Congrats!! Can't wait to see what Sabatina may have in January!


----------



## AncientBlue (Dec 21, 2014)

The only one I am for sure keeping is the little snow white girl of Annabelle. I'm going to call her Isabelle. Annie needs a buddy and Izzy should be just what the doctor ordered. The rest need to be sold. Regardless of the fact that I like the new little boys better than their father. lol


----------



## AncientBlue (Dec 21, 2014)

Now we're waiting on Sabatina. She has bagged up. I'm a little less nervous this time


----------



## thegoatmama (Mar 19, 2015)

Less nervous is good! :hug:

How is Sabatina doing?


----------



## AncientBlue (Dec 21, 2014)

Sabatina kidded :kidred:
1 little doeling

Pictures to follow.


----------



## AncientBlue (Dec 21, 2014)

The new baby.


----------



## margaret (Aug 30, 2013)

She's gorgeous! I love her coloring! 
Congrats!!


----------



## minibarn (Jul 20, 2010)

She's adorable!

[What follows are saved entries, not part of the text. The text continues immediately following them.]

PR #291, opened 2026-09-09
Add `nan` and `inf` literals to the language

falkoschindler:
An expander's `!!` broadcast prints number properties with `%f`, so a NaN property arrives at the host as `nan`. The grammar only knows that as an identifier, so the host reports `unknown variable "nan"` on every step and drops the remaining properties of that broadcast line. `temperature_sensor.temperature_c` already hits this with an unplugged NTC, and #277 adds `offset_<id>` properties that are NaN by design while no valid estimate exists. The review of #277 first worked around it by leaving NaN properties out of the broadcast, which replaced a loud error with a silently stale proxied value; this PR fixes the cause instead, and #277 drops the workaround.

**Change**

- `language.owl`: `nan` and `inf` as number literals next to `true` and `false`; `main/parser.h` regenerated with the pinned owl (`gen_parser.sh`). Regenerating the unchanged grammar reproduces the committed `parser.h` byte for byte, so the large diff is purely the two literals.
- `main.cpp`: two cases in `compile_expression` returning a `NumberExpression` with `NAN` and `INFINITY`; `-nan` and `-inf` go through the existing negate.
- `docs/language.md`: the literals are named in the data types section.

**Breaking change**

`nan` and `inf` are reserved words now; a variable or module named exactly `nan` or `inf` no longer parses. Owl picks the longest token, so identifiers such as `info`, `nano` or `infinity` are unaffected. A host running firmware older than this PR still reports `unknown variable "nan"` for NaN properties of a newer expander, exactly as before, so update the core before its expanders.

**Verification**

- esp32s3 build clean.
- Host-side parse test with the generated parser: `x = nan`, `y = -inf`, `z = inf`, `bus.offset_2=nan;bus.offset_2_accuracy=-nan;` and `w = nan > 0` parse as expected; `core.info()`, `nano = 1` and `infinity = 2` stay identifiers; `nan = 1` and `inf = 1` are rejected.

#277 depends on this PR. [※](https://zauberzeug.github.io/colophon/#m=claude-fable-5-1&t=Diagnosis%20from%20the%20review%20discussion%3B%20grammar%20change%2C%20parser%20test%20and%20wording%20by%20the%20model.&d=2026-09-09&a=claude-code "claude-fable-5-1: Diagnosis from the review discussion; grammar change, parser test and wording by the model.")


docs/language.md
```diff
@@ -207,6 +207,8 @@ Lizard currently supports five data types:
 
 Note that identifiers cannot be created via variable declarations, but only via constructors.
 
+Floating point numbers can also be `nan` (not a number) and `inf` (infinity), both as literals and in outputs; comparisons with `nan` are always false.
```
evnchn: **`docs/language.md` line 210 says comparisons with `nan` are always false — `!=` is always true, and `!=` is the only `nan` test the language has.**

- [`UnequalExpression::evaluate_boolean()`](https://github.com/zauberzeug/lizard/blob/b27790fd750c2399c99e9ab96cc22648acc4e8f4/main/compilation/expressions.cpp#L354-L356) returns the native `left != right`, so `nan != nan` and `nan != 0` are both true.
- `>`, `<`, `>=`, `<=` and `==` are false as documented, `nan == nan` included.
- There is no `isnan` in the language, so `x != x` is the test the sentence rules out.

Consequence: `when x != 0 then ... end` reads as inert on `nan` under the documented rule and actually fires. Built and ran the evaluator on a host (`main/compilation/` plus `string_utils`, one stub for `Module::get_property`): `nan == nan` false, `nan != nan` true, `nan != 0` true.

REQUIRED — the sentence is wrong for `!=`:

```suggestion
Floating point numbers can also be `nan` (not a number) and `inf` (infinity), both as literals and in outputs; every comparison with `nan` is false except `!=`, which is always true, so `x != x` tests for `nan`.
```

JensOgorek (approved):
### Bench test of `7312188` on an ESP32-S3 passed: literals, negation, reserved words and the `%f` round-trip behave as described, cost is +35 KB flash — approving

Flashed the branch on a bench ESP32-S3 and ran the cases from the description plus the round-trip that motivates the PR: `0.0 / 0.0` prints `nan`, `1.0 / 0.0` prints `inf`, both read back as literals, and a `when x != x` rule fires on a NaN variable, so the comparison sentence in the docs (with Evan's `!=` correction, already applied) matches the hardware. The reserved words are rejected exactly as the description says, `nano` and `infinity` stay identifiers. The only number worth knowing before merging: the regenerated parser costs 35 KB of flash (rodata), RAM is unchanged. Good to merge; #277 waits for it.

<details>
<summary>Bench cases (ESP32-S3, `7312188`, console at 115200)</summary>

| command | result |
| --- | --- |
| `float x = nan`, `float y = -inf`, `float z = inf`, `core.print(x, y, z)` | `nan -inf inf` |
| `core.print(nan != nan)` / `nan == nan` / `nan > 0` / `nan < 0` / `nan != 0` | `true` / `false` / `false` / `false` / `true` |
| `core.print(inf > 1e300)` / `core.print(-inf < 0)` | `true` / `true` |
| `float nano = 1`, `int infinity = 2`, `core.print(nano, infinity)` | `1.000000 2` |
| `nan = 1`, `inf = Input(1)` | `error: unexpected token at range 4 5 "="` |
| `float nan = 3`, `int inf = 4` | `error: unexpected token at range 6 9 "nan"` / `… 4 7 "inf"` |
| `float q = 0.0 / 0.0`, `float r = 1.0 / 0.0`, `float s = -1.0 / 0.0`, `core.print(q, r, s)` | `nan inf -inf` (newlib prints the positive spelling for `0.0 / 0.0` here) |
| `float q2 = -nan`, `core.print(q2)` | `-nan` |
| `when x != x and not hit then hit = true; core.print("rule fired on nan") end` | fires once |
| `core.output("x y z q r s")` | `core nan -inf inf nan inf -inf` |
</details>

<details>
<summary>Flash and parser</summary>

- `idf.py size` A/B for esp32s3, main `eb49587` vs this branch: image 1 288 448 → 1 323 628 B (+35 KB), `.rodata` 445 196 → 478 488 B (+33 KB, the grown `action_table`/`actions` of the generated parser), `.text` +1.9 KB, IRAM/DRAM/bss identical. The app partition is 2 031 616 B, so the image sits at 65 %.
- Regenerating `parser.h` with the pinned owl (`1b8b7f4`) on my machine does not reproduce the committed file byte for byte, but the same is true for main's committed `parser.h` (3278/3005 lines differ there), so the tables depend on the owl build, not on this PR. The two-line grammar change is the whole semantic difference; parsing the repo's example scripts with the base and the PR parser gives identical trees.
</details>

<details>
<summary>Code review (non-blocking)</summary>

- The description names `nan` and `inf` as reserved words, the docs sentence does not; one more sentence in `docs/language.md` ("`nan` and `inf` are reserved words like `true` and `false`") would spare the next person the `unexpected token` hunt.
- Everything typed `numbery` can now receive `nan`/`inf` by one token: `at inf do … end` casts to `int64_t`, `RmdMotor::speed(inf)` / `StepperMotor::position(inf)` cast into the CAN or step payload, `Output::pulse(inf)` latches the output high, `MotorAxis::can_move()` passes NaN through its end-switch guard because `nan < 0` and `nan > 0` are both false. All of these were reachable before via `0.0 / 0.0` and `1.0 / 0.0` (the float division has no zero guard), so nothing new is broken, but an `isfinite` check at the two or three casting sites would be a cheap follow-up now that the values are spelt out in the language.
- `<cmath>` is the only C++ math header in `main/`; the rest of the tree uses `<math.h>`. Cosmetic.
</details>

<details>
<summary>Not covered</summary>

- The proxied path (expander broadcasting `nan` into a core with this firmware) was not run; the bench boards are not wired to each other and F30 has no expander-mounted bus. The parse side of it is the bench case above, the emitting side is unchanged `%f`.
</details>

Reviewed and tested with Claude Fable 5.1 (`claude-fable-5-1`) in Claude Code; bench run, size measurement and code notes are the model's work, the approval is mine.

Congratulations!!


----------



## GodsGarden (Feb 6, 2015)

:stars: She is darling


----------



## toth boer goats (Jul 20, 2008)

So adorable.


----------



## goatblessings (Jan 6, 2015)

Sweet little angel!:angel2:


----------



## thegoatmama (Mar 19, 2015)

Awe! What a pretty little thing!


----------